We propose to develop fast spatial light modulators (SLM) to address the need for optical hardware compatible with the current fast genetically encoded sensors and actuators. SLMs are versatile optical components that enable beam steering and holographic projection of arbitrary patterns. They have recently been used for patterned optogenetic excitation of specific sets of neurons in the brain. However, current experiments are limited by the low speed of available spatial light modulators (~100 Hz). To match the needs of fast neuronal activation we propose to develop a technology for ultra-fast free-space SLMs with speeds exceeding 10 MHz operating at near infrared wavelengths (850nm-1000nm) and thus compatible with two-photon optogenetic excitation and two-photon microscopy. We already demonstrated proof of concept devices in silicon operating at telecom wavelength (~1550nm) modulated at slower speed via the thermo-optic effect. However, operation at telecom wavelengths is not suitable for most applications in neural stimulation and imaging, and Si can nor be used for wavelengths below ~1100nm because it is absorptive. We will use similar designs and techniques as in our current silicon photonics SLMs to develop devices in GaAs capable of fast optical beam steering in free space in the near infrared. The technology is based on GaAs nano-photonics that already enables on-chip photonic modulators operating at speeds exceeding several GHz.

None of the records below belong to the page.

PR #5853, opened 2025-01-22
VxDesign: Refactor to find precinct split from ballot style in ballot preview

jonahkagan:
## Overview
If a precinct has splits, VxDesign creates a separate ballot style for each split. When previewing a particular ballot style, we know the precinct ID and the ballot style ID, so we can figure out the relevant split ID (if there is one) from that information. If the precinct has splits, then we look up which split this ballot style corresponds to.

This refactor helps set up for factoring out the logic to add the NH-specific ballot props in all of the other places where we render ballots.

## Testing Plan
Updated existing tests

## Checklist

### DIFF
--- a/apps/design/backend/src/app.ts
+++ b/apps/design/backend/src/app.ts
@@ -16,6 +16,7 @@ import express, { Application } from 'express';
 import {
   assertDefined,
   DateWithoutTime,
+  find,
   groupBy,
   iter,
   ok,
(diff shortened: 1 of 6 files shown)


apps/design/backend/src/app.ts
```diff
@@ -330,20 +330,23 @@ function buildApi({ workspace, translator }: AppContext) {
...
-          );
-          extraProps.electionTitleOverride = split.electionTitleOverride;
-          extraProps.clerkSignatureImage = split.clerkSignatureImage;
-          extraProps.clerkSignatureCaption = split.clerkSignatureCaption;
-        }
+        const { splitId } = find(
+          ballotStyle.precinctsOrSplits,
+          (p) => p.precinctId === input.precinctId
+        );
+        const split = find(precinct.splits, (s) => s.id === splitId);
```
kshen0, line 344: Consider factoring out to a helper like `getSplitForBallotStyleAndPrecinct`? I think it'd be helpful to readers to encapsulate the logic.

kshen0 (approved):

apps/design/backend/src/app.ts
jonahkagan: Good idea, doing this in the follow up PR that refactors this code

PR #5865, opened 2025-01-22
VxDesign: Factor out selecting template and creating ballot props

jonahkagan:
## Overview

Factors out logic to select the ballot template based on the state and create the ballot props for that template (including any custom props needed). The new function `selectTemplateAndCreateBallotProps` creates props for every possible ballot, allowing consumers to filter down to the props they need in their specific situation.

I also removed the functions from each template file that just render enough ballots to create an election definition and replaced it with a function `renderMinimalBallotsToCreateElectionDefinition`, which encapsulates that bit of logic but is agnostic to which template is used.

## Testing Plan
Add automated tests (TODO)

## Checklist

### DIFF
--- a/apps/design/backend/src/app.test.ts
+++ b/apps/design/backend/src/app.test.ts
@@ -46,10 +46,8 @@ import {
 import { countObjectLeaves, getObjectLeaves } from '@votingworks/test-utils';
 import {
   BallotMode,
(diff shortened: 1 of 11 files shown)


jonahkagan:
Closing and folding into a different PR for v3-compatible ballots

PR #5874, opened 2025-01-22
Refine VxDesign ballot order info screen

arsalansufi:
## Overview

This PR refines the VxDesign ballot order info screen. It specifically:

- Better aligns inputs and helper text
- Renames the "Paper Color for Polling Place Ballots" field "Paper Color for Ballots" - the values entered into this field will be used for both precinct (polling place) and absentee ballots

| Before | After |
| - | - |
| before | after |

## Testing Plan

- [x] Tested manually
- [x] Updated automated tests

## Checklist

### DIFF
--- a/apps/design/frontend/src/ballot_order_info_screen.tsx
+++ b/apps/design/frontend/src/ballot_order_info_screen.tsx
@@ -16,8 +16,22 @@ import { getElection, updateBallotOrderInfo } from './api';
 import { Form, FormActionsRow, InputGroup } from './layout';
 import { ElectionNavScreen } from './nav_screen';
 
+export const Input = styled.input`
+  width: 25rem;
+`;
+
 export const Annotation = styled.div`
+  line-height: 1.25rem;
   margin-top: -1rem;
+  width: 25rem;
+`;
+
+export const CheckboxButtonContainer = styled.div`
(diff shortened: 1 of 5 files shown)


apps/design/frontend/src/ballot_order_info_screen.tsx
```diff
@@ -16,8 +16,22 @@ import { getElection, updateBallotOrderInfo } from './api';
...
   margin-top: -1rem;
+  width: 25rem;
+`;
+
+export const CheckboxButtonContainer = styled.div`
+  width: 25rem;
+
+  button {
+    width: 100%;
+  }
```
jonahkagan, line 34: I'm fine with this approach, but maybe there's also a slightly more concise way to set style rules to control the width on `Form` and then make all the inputs and annotations full-width?

jonahkagan (approved):

apps/design/frontend/src/ballot_order_info_screen.tsx
arsalansufi: Good catch! Adjusted ✅ https://github.com/votingworks/vxsuite/pull/5874/commits/349e0d7119022cd2b93a2c0f8fd8fec5dda46f3d

PR #5877, opened 2025-01-23
VxDesign: Assign ballot template to each election

jonahkagan:
## Overview

Task: https://github.com/votingworks/vxsuite/issues/5702

To support towns that require a v3-compatible ballot vs a v4 ballot, adds a ballot template id field to the election in the database. We default all new elections to the NH ballot template. When loading an election, we pick a template based on the `Election.state` field. Internal VX users can change the template for an election via a dropdown on the Export screen (temporarily placed there until we have internal tools).

## Demo Video or Screenshot

https://github.com/user-attachments/assets/412ad5fc-98e9-43c5-abb4-d1f8da64a820

## Testing Plan
Updated existing automated tests

## Checklist

### DIFF
--- a/apps/design/backend/src/ballots.ts
+++ b/apps/design/backend/src/ballots.ts
@@ -73,6 +73,7 @@ export function createBallotPropsForTemplate(
       return baseBallotProps;
 
     default:
+      /* istanbul ignore next - @preserve */
       throwIllegalValue(templateId);
   }
 }
--- a/apps/design/backend/src/ballots.ts
+++ b/apps/design/backend/src/ballots.ts
@@ -72,8 +72,9 @@ export function createBallotPropsForTemplate(
     case 'VxDefaultBallot':
       return baseBallotProps;
 
-    default:
+    default: {
       /* istanbul ignore next - @preserve */
       throwIllegalValue(templateId);
+    }
   }
 }
--- a/apps/design/backend/src/ballots.ts
+++ b/apps/design/backend/src/ballots.ts
@@ -1,0 +1,78 @@
+import { Election } from '@votingworks/types';
+import {
+  allBaseBallotProps,
+  BallotTemplateId,
+  BaseBallotProps,
+  NhBallotProps,
+} from '@votingworks/hmpb';
+import { find, throwIllegalValue } from '@votingworks/basics';
+import {
+  BallotStyle,
+  hasSplits,
+  normalizeState,
+  Precinct,
+  PrecinctSplit,
+  PrecinctWithSplits,
+  UsState,
+} from './types';
+
+function getPrecinctSplitForBallotStyle(
+  precinct: PrecinctWithSplits,
+  ballotStyle: BallotStyle
+): PrecinctSplit {
+  return find(precinct.splits, (split) =>
+    ballotStyle.precinctsOrSplits.some(
+      (precinctOrSplit) =>
+        precinctOrSplit.precinctId === precinct.id &&
+        precinctOrSplit.splitId === split.id
+    )
+  );
+}
+
+export function defaultBallotTemplate(state: string): BallotTemplateId {
+  switch (normalizeState(state)) {
+    case UsState.NEW_HAMPSHIRE:
+      return 'NhBallot';
+    case UsState.MISSISSIPPI:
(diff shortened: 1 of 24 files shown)


libs/hmpb/src/render_ballot.test.tsx
```diff
@@ -0,0 +1,66 @@
...
+    BALLOT_MODES.map((ballotMode) => ({ ballotMode })),
+  ]);
+  expect(allBallotProps).toHaveLength(expectedPropCombos.length);
+  for (const expectedPropCombo of expectedPropCombos) {
+    const expectedProps: BaseBallotProps = { ...expectedPropCombo, election };
+    expect(allBallotProps).toContainEqual(expectedProps);
+  }
+  for (const actualProps of allBallotProps) {
+    expect(actualProps.watermark).toBeUndefined();
+  }
```
kshen0, line 50: I love the coverage but I usually have 2 reservations with completely generated tests like this:

1. Makes it harder for readers to understand what is being tested (and thus update)
2. Increases risk of the test drifting in the future since generation of test case input and expectations are untested

I think this test is great for the situation because a large part of `allBaseBallotProps` is producing ballot props for all combinations of inputs, but could we add a second test for a single combination of `'ballotStyleId' | 'precinctId' | 'ballotType' | 'ballotMode'`? That would at least address concern #1 directly.

libs/hmpb/src/render_ballot.tsx
```diff
@@ -578,3 +585,53 @@ export async function renderAllBallotsAndCreateElectionDefinition<
...
   };
 }
+
+/**
+ * Creates a list of the {@link BaseBallotProps} for all possible ballots -
+ * every combination of ballot style, precinct, ballot type (precinct/absentee),
+ * and ballot mode (official/test/sample).
+ */
+export function allBaseBallotProps(election: Election): BaseBallotProps[] {
+  const ballotTypes = [BallotType.Precinct, BallotType.Absentee];
```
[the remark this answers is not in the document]
jonahkagan: I don't remember exactly why, but we don't need to produce provisional ballots for these elections.

libs/hmpb/src/render_ballot.test.tsx
jonahkagan: Added: 7e3a145091d5d3678979e9d94a208a9051edf937

apps/design/backend/src/ballots.ts
```diff
@@ -73,6 +73,7 @@ export function createBallotPropsForTemplate(
       return baseBallotProps;
 
     default:
+      /* istanbul ignore next - @preserve */
```
eventualbuddha, line 76: This won't be honored unless it's within a block statement, so do `default: { … }`.

apps/design/backend/src/types.test.ts
```diff
@@ -52,3 +52,24 @@ test('convertToVxfBallotStyle()', () => {
...
+    },
+    {
+      input: ['ms', 'MS', 'Mississippi', 'MISSISSIPPI'],
+      expectedState: UsState.MISSISSIPPI,
+    },
+    {
+      input: ['State of Hamilton'],
+      expectedState: UsState.UNKNOWN,
+    },
+  ])('normalizes state string: $state', ({ input, expectedState }) => {
```
eventualbuddha, line 70:
```suggestion
  ])('normalizes state string: $expectedState', ({ input, expectedState }) => {
```

libs/hmpb/src/render_ballot.test.tsx
```diff
@@ -0,0 +1,66 @@
...
+  return arrays.reduce(
+    (acc, array) =>
+      acc.flatMap((accItem) =>
+        array.map((arrayItem) => ({ ...accItem, ...arrayItem }))
+      ),
+    [{}]
+  ) as T[];
+}
+
+test('allBaseBallotProps creates props all possible ballots for an election', () => {
```
eventualbuddha, line 25: Maybe `creates props for all possible ballots for an election`? Right now it feels weirdly phrased.

eventualbuddha (approved):

kshen0 (approved):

Aim 1 : Develop proof of concept of a single SLM pixel and demonstrate operation at speeds faster than 10MHz in the near infrared. For this aim we will translate our already developed designs for Si SLMs to the GaAs material. We will show first modulation using the thermo-optic effect with speeds exceeding 1KHz, and then modulation using carrier injection/depletion at speeds exceeding 10MHz. The pixel size will be ~10mx10m Aim 2: Develop a prototype SLM with 8x8 pixels and demonstrate basic beam deflection functionality. This is a small version of the final device. It will allow us to troubleshoot any problems that may arise with the device, like cross-talk between pixels, heating, maximum optical power that can be handled.
Aim 3 : Develop a prototype SLM with >1000x1000 pixels and demonstrate fast optical beam steering. This is a SLM prototype that will have most of the functionality required to demonstrate proof of concept beam steering and pattern projection at speeds greater than 10MHz. We will demonstrate proof of concept two photon excitation microscopy.
(Relevance to public health) Brain disorders take a great toll in the US and worldwide. Progress has been limited by the availability of tools to investigate neuronal circuits with temporal and special specificity until the recent development of genetically encoded optical probes. To maximize the impact of current optical actuators and sensors we will develop devices that allow for ultra-fast delivery of optical signals.